PR #1700, opened 2024-10-28
Avoid unnecessary allocations when freeing stable structs

maciektr:
commit-id:55ec12c0

---

**Stack**:
- #1734
- #1722
- #1704
- #1700 ⬅

### DIFF
--- a/plugins/cairo-lang-macro/src/types/conversion.rs
+++ b/plugins/cairo-lang-macro/src/types/conversion.rs
@@ -39,7 +39,7 @@ impl ProcMacroResult {
 
     /// Convert to native Rust representation, without taking the ownership of the string.
     ///
-    /// Note that you still need to free the memory by calling `from_owned_stable`.
+    /// Note that you still need to free the memory by calling `free_owned_stable`.
     ///
     /// # Safety
     #[doc(hidden)]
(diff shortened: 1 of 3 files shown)


plugins/cairo-lang-macro/src/types/conversion.rs
```diff
@@ -109,11 +101,8 @@ impl TextSpan {
...
 
     #[doc(hidden)]
-    pub fn from_owned_stable(span: StableTextSpan) -> Self {
-        Self {
-            start: span.start,
-            end: span.end,
-        }
+    pub fn free_owned_stable(span: StableTextSpan) {
+        let _ = span;
     }
```
wawel37, line 106: Shouldn't this be in the StableTextSpan's impl?

scarb/src/compiler/plugin/proc_macro/ffi.rs
```diff
@@ -147,8 +147,8 @@ impl ProcMacroInstance {
         // Free the memory allocated by the `stable_token_stream`.
         // This will call `CString::from_raw` under the hood, to take ownership.
         unsafe {
-            TokenStream::from_owned_stable(stable_result.input);
-            TokenStream::from_owned_stable(stable_result.input_attr);
+            TokenStream::free_owned_stable(stable_result.input);
```
wawel37, line 150: Change comment in [this](https://github.com/software-mansion/scarb/blob/308f593261681a0c03a718ae3f985257fab34c67/scarb/src/compiler/plugin/proc_macro/ffi.rs#L136C53-L136C70) line, from `from_owned_stable` to `free_owned_stable`

wawel37 (approved):
Looks good. I was thinking about calling the [std::mem::drop](https://doc.rust-lang.org/std/mem/fn.drop.html) explicitly, but I don't think that's necessary

plugins/cairo-lang-macro/src/types/conversion.rs
maciektr: We implement all conversions in `cairo-lang-macro` not `cairo-lang-macro-stable`,  so the latter only defines the binary representation that is passed through the ffi barrier (so it changes as rarely as possible).

wawel37 (approved):

PR #1686, opened 2024-10-24
Add `ExpandInline` handler

Draggu:

PR #1685, opened 2024-10-24
Add `ExpandDerive` handler

Draggu:
**Stack**:
- #1684
- #1683
- #1682
- #1681
- #1680
- #1679
- #1678
- #1677
- #1676

⚠️ *Part of a stack created by [spr](https://github.com/ejoffe/spr). Do not merge manually using the UI - doing so may have unexpected results.*

PR #1683, opened 2024-10-24
Add `DefinedMacros` handler

Draggu:
**Stack**:
- #1686
- #1685
- #1684
- #1683 ⬅
- #1718

⚠️ *Part of a stack created by [spr](https://github.com/ejoffe/spr). Do not merge manually using the UI - doing so may have unexpected results.*

PR #1718, opened 2024-11-05
Add test helpers

Draggu:
**Stack**:
- #1686
- #1685
- #1684
- #1683
- #1718 ⬅

### DIFF
--- a/utils/scarb-test-support/src/proc_macro_server.rs
+++ b/utils/scarb-test-support/src/proc_macro_server.rs
@@ -1,0 +1,153 @@
+use crate::command::Scarb;
+use scarb_proc_macro_server_types::jsonrpc::RequestId;
+use scarb_proc_macro_server_types::jsonrpc::ResponseError;
+use scarb_proc_macro_server_types::jsonrpc::RpcRequest;
+use scarb_proc_macro_server_types::jsonrpc::RpcResponse;
+use scarb_proc_macro_server_types::methods::Method;
+use std::collections::HashMap;
+use std::io::BufRead;
+use std::io::BufReader;
+use std::io::Lines;
+use std::io::Write;
+use std::marker::PhantomData;
+use std::path::Path;
+use std::process::Child;
+use std::process::ChildStdin;
+use std::process::ChildStdout;
+use std::process::Stdio;
+
+pub const SIMPLE_MACROS: &str = r#"
+use cairo_lang_macro::{
+    ProcMacroResult,
+    TokenStream,
+    attribute_macro,
+    inline_macro,
+    derive_macro,
+    executable_attribute
+};
+
+executable_attribute!("some_executable");
+
+#[attribute_macro]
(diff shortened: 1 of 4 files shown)


scarb/tests/proc_macro_server_helpers/mod.rs
```diff
@@ -0,0 +1,159 @@
...
+        serde_json::from_value(self.raw.result.unwrap()).unwrap()
+    }
+
+    #[allow(dead_code)]
+    pub fn error(self) -> ResponseError {
+        self.raw.error.unwrap()
+    }
+}
+
+pub struct TestProcMacroServer {
```
mkaput, line 84:
```suggestion
pub struct ProcMacroClient {
```

wdyt?

scarb/tests/proc_macro_server_helpers/mod.rs
mkaput, line 1: this should live in https://github.com/software-mansion/scarb/tree/main/utils/scarb-test-support/src I think?

scarb/tests/proc_macro_server_helpers/mod.rs
```diff
@@ -0,0 +1,159 @@
...
+            } else {
+                self.responses.insert(raw_response.id, raw_response);
+            }
+        }
+    }
+}
+
+impl Drop for TestProcMacroServer {
+    fn drop(&mut self) {
+        self.inner.wait().unwrap();
```
mkaput, line 157: how are you terminating the process? This `Drop` is called before `TestProcMacroServer` fields are dropped: https://doc.rust-lang.org/reference/destructors.html#destructors.operation

scarb/tests/proc_macro_server_helpers/mod.rs
mkaput, line 1: I would like to see usages of this code in a single PR. Right now, you just added a bunch of dead code here.

mkaput (changes requested):

scarb/tests/proc_macro_server_helpers/mod.rs
mkaput, line 1: there no `mod` decl for this file

mkaput (changes requested):

utils/scarb-test-support/src/proc_macro_server.rs
```diff
@@ -0,0 +1,166 @@
...
+impl<M: Method> PendingRequest<M> {
+    fn new(id: RequestId) -> Self {
+        Self {
+            id,
+            _data: Default::default(),
+        }
+    }
+}
+
+pub struct Response<M: Method> {
```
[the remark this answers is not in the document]
Draggu: >Cannot we just always return Result<<M as Method>::Response, ResponseError> or RpcResponse? This seems unnecessary

This will not work if we want to do something more complex than 1 by 1 execution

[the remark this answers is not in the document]
Draggu: My bad, had `PendingRequest` in mind, you are right

mkaput (approved):

PR #1719, opened 2024-11-07
Add `RpcResponse` result helper

Draggu:


utils/scarb-proc-macro-server-types/src/jsonrpc.rs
--------------------------------------------------
Task to carry out: The records are above. How many lines in them contain the word "representation"? Give the number alone.

Task solution: 2